I was talking with a writer-friend yesterday about writers groups and people who’ve come and gone in our lives. She mentioned a gal who’d been in her group and had quit writing when she was “thisclose” to getting an agent.

I said I think that’s the most difficult time.

It reminds me of a scene in Dune, Frank Herbert’s classic science fiction novel. It’s been a while since I read it, so forgive me if I get the details wrong. As a test, the young hero has to place his hand inside of a box. He’s told he’ll experience excruciating pain in his hand, but if he can withstand the pain and keep his hand in the box, he’ll receive a reward he’s seeking (I forget what).

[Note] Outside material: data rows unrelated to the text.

PR #200, opened 2022-02-02
[WIP] plugin: add max_submit_jobs per user limit

### LINKED ISSUE #196: plugin: enforce a max_submit_jobs limit
The changes proposed in #177 help more accurately track a user/bank row's running jobs count by only incrementing a job counter when a job enters the RUN state, and adding a dependency to additionally submitted jobs if a user/bank has reached their `max_jobs` limit. However, this does not prevent a user/bank from just submitting a bunch of jobs and having them flood the queue with their pending jobs, e.g. if `userA` has a `max_jobs` limit of 2, there is currently nothing stopping that user from having 2 running jobs and 98 pending jobs in the queue...

A solution to this would be to enforce an additional limit in the priority plugin that limits the number of _both_ running and pending jobs a user/bank can have at any given time, called `max_submit_jobs`. This new limit will need to be enforced in the `association_table` and sent to the plugin when an update is performed. There, it can be stored in every `bank_info` struct and keep track of a user/bank's job counts. When this limit is reached, subsequent jobs will be rejected with a message explaining that the `max_submit_jobs` limit has been reached.

cmoussa1:
#### Problem

The changes introduced in #177 left somewhat of a "bad behavior" loophole in the priority plugin when it comes to handling job submissions from a user/bank row. As a quick refresher, #177 introduced a change to the way the plugin kept track of a "running jobs" for a user/bank row, so it only counts jobs that had entered the RUN state. So, for example. if a user/bank row had a `max_jobs` limit of 2, and they submitted 4 jobs at once, the first two jobs could enter the RUN state, but the other 2 would have dependencies added to them (thus, holding the job), until one of the first two jobs entered the INACTIVE state, which would remove the dependency on one of the held jobs and allow it to enter the RUN state.

However, there is currently no way to enforce the amount jobs _submitted_ from a user/bank row. So, technically, someone could with a `max_jobs` limit of 2 could submit 100 jobs at once, leaving 2 jobs to run at a time while 98 others sit in the queue. This behavior should be prevented and enforced for every user/bank combination.

---

This [WIP] PR introduces a new user/bank row limit to both the `association_table` in the flux-accounting database and to the multi-factor priority plugin, called `max_submit_jobs`. This limit represents the maximum number of jobs able to be submitted at any given time. This limit can be set at create time for a row and can be modified at any time for a row in the `association_table`.

In the priority plugin, this limit is integrated into every `bank_info` struct for ever user/bank. Its limit is enforced when a job enters `job.validate`. If the number of pending + running jobs reaches the `max_submit_jobs` limit, subsequently submitted jobs will be rejected with a message saying that the limit has been reached, which I believe lines up with current behavior on our systems.

This counter is incremented as a job exits `job.validate` and is decremented as a job enters `job.state.inactive`.

Additional tests were added to `t1005-max-jobs-limits.t` to test the new limit by submitting a max number of jobs and ensuring an error message is output for jobs submitted while the `max_submit_jobs` limit is reached.

Fixes #196


grondo:
Before I review the changes to the plugin, I wanted to clarify what is meant by `max_submit_jobs`. 

First, to clarify some Flux terminology as I understand it (please someone correct if I'm wrong)

These bullets refer to the job state diagram [here](https://flux-framework.readthedocs.io/projects/flux-rfc/en/latest/spec_21.html#state-diagram).

 * _active_ jobs - jobs in any state besides NEW or INACTIVE. These jobs are resident in the job-manager
 * _inactive_ jobs - jobs that have transitioned to INACTIVE state. In most cases the job-manager no longer tracks these jobs, but their final state is preserved by `job-list` and `job-archive`. These are essentially all completed, canceled, etc jobs.
 
In addition we define some meta-states for _active_ jobs:

 * _pending_ jobs - active jobs that are in states before the RUN state, i.e. they have not yet started running
 * _running_ jobs - active jobs in RUN or CLEANUP state

As you can see, we do not really have a concept of "submit jobs", so I would be wary of introducing that terminology here because it could cause confusion.

Given the above terminology, my main question is:

Is the intent of this feature to limit the number of _active_ jobs for a given user/bank, or to limit the number of _pending_ jobs for a user/bank?

Thanks!

cmoussa1:
Thanks for this feedback @grondo!

> As you can see, we do not really have a concept of "submit jobs", so I would be wary of introducing that terminology here because it could cause confusion.

I could be misremembering, but I think I remember us having a similar conversation in #177 about the difference between an _active_ job and a _running_ job. In the end, #177 introduced a change to limit the number of _running_ jobs.

I completely agree that new limits should not introduce new terminology and should instead leverage and build off the design work already done in the state diagram you provided (thanks for sharing that by the way), so I'm sorry for causing any additional confusion.

Looking at the definitions you provided above, the eventual goal of this PR would be to enforce a limit on the number of _active_ jobs, i.e. both pending and running jobs:

> In addition we define some meta-states for active jobs:
>
> - pending jobs - active jobs that are in states before the RUN state, i.e. they have not yet started running
> - running jobs - active jobs in RUN or CLEANUP state

If this sounds alright, then I should redefine the limit in the plugin code, the commits, and the PR description to make things clearer (maybe call the limit `max_active_jobs` or something).

Let me know if that helped answer your question at all! Sorry again for the confusion and not using the right terminology.

grondo:
Yes, _max_active_jobs_ is much more clear. Thanks!

Your proposal to rename the limit to `max_active_jobs` seems right to me. This will make it clear that jobs will be rejected for a give user/bank combo when the number of _running_ + _pending_ jobs reaches the _active_jobs_ limit.

cmoussa1:
Perfect, thanks for the feedback! I'll get to work on it then. :-)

If however, he tries to pull his hand out, a blade will slice his hand off at the wrist.

Most people can’t take the pain and give in to the desire to pull their hand out, losing it forever. Our hero, naturally, overcomes the fear that his hand is being destroyed as it feels, and emerges victorious.

It’s one of those scenes that makes the reader feel good about ourselves. We like to think we’d be like the hero. We would know that our hand is okay and why would you give in and yank it out, if the certainty is losing your hand? And yet, deep down, we all know how really hard it is to persevere when fear and pain become overwhelming.

This is why the “thisclose” is so difficult.

The proximity of great reward somehow makes the pain of rejections and setbacks just that much worse. It’s really difficult to stay there, with your hand in the box. At some point, losing the hand altogether, so you don’t have to wait and suffer a moment more starts to look really attractive.

That’s why people quit a lot of things. And yes, giving up on a dream is a lot like losing a hand. Oh, you’ll live, but you’ll be missing a vital piece of yourself. Something you could have used to do something special.

To all of us with our hands still in the box? Cheers and steady-on.

14 Replies to “The Pain Box”

  1. Thanks for this today, Jeffe. I got a rejection today from agent that said very kind things about my writing but it still hurts. But not as bad as losing the hand! I'm still in. Jillian

  2. The Gom Jabbar. The test to see whether your humanity has overcome your animal nature. Yeah. It's easy to see 'thisclose' looking back. Impossible to see looking forward. And that's the soul-crushing part of it, fearing that you're not good enough, that you'll never be good enough. And what people forget is that while they might not be good enough *right now*, if they can and will learn – good enough shows up.

  3. Steady on, Chudney!

    Marcella – I'm so impressed you remembered the name of the pain box. Good point about hindsight, too.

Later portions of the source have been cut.